Compilation album by Various Artists
- Released: 23 July 2002
- Genre: Microhouse, minimal techno
- Length: 1:14:43
- Label: Kompakt

Kompakt Total series chronology
| Total 3 (2001) | Kompakt: Total 4 (2002) | Total 5 (2003) |

= Total 4 =

Kompakt: Total 4 or Total 4 is the fourth installment, released on 23 July 2002, of the influential Cologne-based microhouse label Kompakt's annual compilation of vinyl releases and exclusives from its biggest artists and most promising newcomers. All tracks on the vinyl edition are previously unreleased. The CD edition includes most of the tracks from the vinyl edition, and additionally some songs which were at the time of release already available on 12-inch format. (Superpitcher covers a song from Brian Eno's 1974 solo debut Here Come the Warm Jets.)

Professional ratings
Review scores
| Source | Rating |
| Allmusic | link |

== Track listing : Vinyl Edition ==
- A1 Autobianchi – "All Around (Everybody's Kissing)" (6:22)
- A2 Freiland – "Frei" (5:40)
- B1 Jürgen Paape – "Mit Dir" (4:37)
- B2 Schaeben & Voss – "I Was A Train" (3:35)
- B3 Thomas Fehlmann – "Autopilot" (3:53)
- C1 Reinhard Voigt – "Die Andere" (6:17)
- C2 Justus Köhncke – "Station 18" (5:59)
- D1 M. Mayer – "Falling Hands" (5:54)
- D2 Superpitcher – "Baby's On Fire" (6:58)
Tracks B2 and B3 are exclusive to vinyl version. Tracks A1 and D2 are shortened on the CD.

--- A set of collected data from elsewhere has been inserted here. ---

PR #20, opened 2025-02-20
add ruff line-length setting for VS Code

bmckerry:
This might be a PR for nobody but me, but this makes VS Code's `ruff` integration work with our line length setting for `black` (so I'm not accidentally reformatting every file I touch)


evanh (approved):

evanh:
Game changer!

== Track listing : CD Edition ==
1. Thomas Fehlmann – "Making It Whistle" (6:10)
2. Jürgen Paape – "Mit Dir" (4:28)
3. Jonas Bering – "Marine" (4:42)
4. Superpitcher – "Baby's On Fire" (6:17)
5. M. Mayer – "Falling Hands" (5:54)
6. Justus Köhncke – "Station 18" (5:05)
7. Schaeben & Voss – "The World Is Crazy" (5:45)
8. Freiland – "Frei" (5:40)
9. Reinhard Voigt – "Die Andere" (6:10)
10. Voigt & Voigt – "Roxy" (6:45)
11. Autobianchi – "All Around (Everybody's Kissing)" (5:09)
12. Kaito – "Beautiful Day" (7:29)
13. Closer Musik – "Maria" (5:09)

Six of the tracks on the CD are taken from previously released 12 inch vinyls originally released on Kompakt (catalogue number in parentheses): #1 (KOM51); #3 (KOM48); #7 (KOM63); #10 (Speicher 3); #12 (KOM39); #13 (KOM52). Most of those tracks appear on this compilation in shortened versions.